Sunday, December 13, 2009
A day at home
(backposting) There are times when you need to observe your canonical duty, and there are days when you need to stay at home with your two young and not very well daughters, having some down-time, making cookies, that sort of thing. I figure that's praising the Lord and celebrating his Love as well.Labels: love
Sunday, May 24, 2009
Preaching against the BNP
(backposting) I take the responsibility of the pulpit very seriously, and I generally don't like preaching against something, but decided that I couldn't avoid it today. The BNP (British National Party, and I'm not going to do them the service of linking to them) have been suggesting that church leaders should keep out of politics. Not only is this rubbish (as the Archbishop of York puts it: "which Bible are they reading?"), but there's a real danger that British voters, unhappy and disillusioned with the mainstream political parties after the scandals around expenses for MPs, will vote for the BNP in enough numbers that they'll have some representation and declare that they have a mandate.So, I preached against their message of hate and fear, and talked about our duty, as Christians, to work for the coming of God's Kingdom, and the message of Isaiah 35: "Strengthen ye the weak hands, and confirm the feeble knees. Say to them that are of a fearful heart, Be strong, fear not: behold, your God will come with vengeance, even God with a recompence; he will come and save you."

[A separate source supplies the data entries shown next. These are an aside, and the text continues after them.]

PR #7288, opened 2020-05-31
warnings: fix missing None in existing hook & add some docs

bluetech:
This covers some loose ends from #7255 and fixes the issue reported later in #4049.

### DIFF
--- a/doc/en/deprecations.rst
+++ b/doc/en/deprecations.rst
@@ -20,6 +20,17 @@ Below is a complete list of all pytest features which are considered deprecated.
 :ref:`standard warning filters <warnings>`.
 
 
+The ``pytest_warning_captured`` hook
+~~~~~~~~~~~~~~~~~~~~~~~~~~~~~~~~~~~~
+
+.. deprecated:: 6.0
+
+This hook has an `item` parameter which cannot be serialized by `pytest-xdist`.
+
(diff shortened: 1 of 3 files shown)


bluetech:
cc @gnikonorov. Wanted to submit this before we forget about this topic.

doc/en/deprecations.rst
```diff
@@ -20,6 +20,17 @@ Below is a complete list of all pytest features which are considered deprecated.
 :ref:`standard warning filters <warnings>`.
 
 
+The ``pytest_warning_captured`` hook
```
gnikonorov, line 23: I didn't realize we had a deprecations file. Thanks @bluetech

src/_pytest/warnings.py
```diff
@@ -112,7 +112,12 @@ def catch_warnings_for_item(config, ihook, when, item):
 
         for warning_message in log:
             ihook.pytest_warning_captured.call_historic(
```
gnikonorov, line 114: Do we usually update deprecated hooks? Asking for my own knowledge. I wasn't sure when I made the change for `pytest_warning_recorded`

bluetech: I think it makes sense to update deprecated hooks if it's a simple bugfix like this.

PR #7299, opened 2020-06-02
[5.4.x] Merge pull request #7294 from nicoddemus/codecov-adjustments

nicoddemus:


bluetech:
Although it looks like codecov only looks at `master`...

nicoddemus:
> Although it looks like codecov only looks at master...

Hmm I think you are right, I remember reading something in that sense... 🤔 

Btw: when merging backports, make sure to go back to the original PR and mark it as backported. 😉

PR #7303, opened 2020-06-02
Show invalid ini keys sorted

nicoddemus:
Otherwise this relies on the dictionary order of `config.inicfg`, which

In the afternoon we had lots of fun at a fund-raiser for Jo's pre-school (lovely weather), and then we drove up to Kate and Mac's near Loughborough (in two cars, as I need to be coming back earlier than Moo and the girls.
Labels: family, love, preaching
Thursday, May 14, 2009
Funeral
I attended - but didn't take - a funeral today. A mother and wife, 43, kids 5 and 7. It was a very moving service, with a packed church: it was standing room only with 20 minutes to go before the start. The father's a friend, which is why attended. The priest took a very good service indeed, with a good mix of solemnity, respect and humour.And I spent much of the rest of the afternoon what I'd do if Catherine didn't come up the drive, and it was a police officer at the front door, instead.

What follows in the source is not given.